**Stored items**
^^^^^^^^

Issue #3245, opened 2024-12-04
[Bug]: snowflake_account_parameter WEEK_START


danielefrigo:
### Terraform CLI Version

1.9.8

### Terraform Provider Version

0.99

### Terraform Configuration

```terraform
While creating a snowflake_account_parameter resource (parameter WEEK_START), Terraform accepts only values 0 or 1, while this parameter accepts any value from 0 to 7.
https://docs.snowflake.com/en/sql-reference/parameters#week-start
```

### Category

category:resource

### Object type(s)

resource:account_parameter

### Expected Behavior

accept any value from 0 to 7

### Actual Behavior

accept only 0 or 1

### Steps to Reproduce

`resource "snowflake_account_parameter" "week_start" {
  key   = "WEEK_START"
  value = 7
}
`

### How much impact is this issue causing?

High

### Would you like to implement a fix?

- [ ] Yeah, I'll take it 😎

sfc-gh-asawicki:
Hey @danielefrigo. Thanks for reaching out to us.

Accounts are being currently reworked and we should soon have a separate resource to manage the given account, however, we will still keep snowflake_account_parameter (at least for v1.x), so we will fix this before the next release.

sfc-gh-jmichalak:
Hi @danielefrigo 👋 

This has been fixed in v1.0.1 ([migration guide](https://github.com/Snowflake-Labs/terraform-provider-snowflake/blob/main/MIGRATION_GUIDE.md#v100--v101), [release](https://github.com/Snowflake-Labs/terraform-provider-snowflake/releases/tag/v1.0.1)). Please upgrade to this version.

sfc-gh-jmichalak:
Closing due to inactivity.

Issue #3116, opened 2024-10-07
[Feature]: Add ENFORCE_NETWORK_RULES_FOR_INTERNAL_STAGES parameter


yuukiyamanaka:
### Use Cases or Problem Statement

When I tried to set `ENFORCE_NETWORK_RULES_FOR_INTERNAL_STAGES` parameter using `snowflake_account_parameter` resource,

```
resource "snowflake_account_parameter" "enforce_network_rules_for_internal_stages" {
  key   = "ENFORCE_NETWORK_RULES_FOR_INTERNAL_STAGES"
  value = "true"
}
```

I encounter the below error:
```
Error: Invalid object parameter: ENFORCE_NETWORK_RULES_FOR_INTERNAL_STAGES

with snowflake_account_parameter.enforce_network_rules_for_internal_stages
```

^^^^^^^^

**Exercise instructions**
Your answer must contain every line of the records, exactly.

**Completed exercise**
Issue #3245, opened 2024-12-04
[Bug]: snowflake_account_parameter WEEK_START


danielefrigo:
### Terraform CLI Version

1.9.8

### Terraform Provider Version

0.99

### Terraform Configuration

```terraform
While creating a snowflake_account_parameter resource (parameter WEEK_START), Terraform accepts only values 0 or 1, while this parameter accepts any value from 0 to 7.
https://docs.snowflake.com/en/sql-reference/parameters#week-start
```

### Category

category:resource

### Object type(s)

resource:account_parameter

### Expected Behavior

accept any value from 0 to 7

### Actual Behavior

accept only 0 or 1

### Steps to Reproduce

`resource "snowflake_account_parameter" "week_start" {
  key   = "WEEK_START"
  value = 7
}
`

### How much impact is this issue causing?

High

### Would you like to implement a fix?

- [ ] Yeah, I'll take it 😎

sfc-gh-asawicki:
Hey @danielefrigo. Thanks for reaching out to us.

Accounts are being currently reworked and we should soon have a separate resource to manage the given account, however, we will still keep snowflake_account_parameter (at least for v1.x), so we will fix this before the next release.

sfc-gh-jmichalak:
Hi @danielefrigo 👋 

This has been fixed in v1.0.1 ([migration guide](https://github.com/Snowflake-Labs/terraform-provider-snowflake/blob/main/MIGRATION_GUIDE.md#v100--v101), [release](https://github.com/Snowflake-Labs/terraform-provider-snowflake/releases/tag/v1.0.1)). Please upgrade to this version.

sfc-gh-jmichalak:
Closing due to inactivity.

Issue #3116, opened 2024-10-07
[Feature]: Add ENFORCE_NETWORK_RULES_FOR_INTERNAL_STAGES parameter


yuukiyamanaka:
### Use Cases or Problem Statement

When I tried to set `ENFORCE_NETWORK_RULES_FOR_INTERNAL_STAGES` parameter using `snowflake_account_parameter` resource,

```
resource "snowflake_account_parameter" "enforce_network_rules_for_internal_stages" {
  key   = "ENFORCE_NETWORK_RULES_FOR_INTERNAL_STAGES"
  value = "true"
}
```

I encounter the below error:
```
Error: Invalid object parameter: ENFORCE_NETWORK_RULES_FOR_INTERNAL_STAGES

with snowflake_account_parameter.enforce_network_rules_for_internal_stages
```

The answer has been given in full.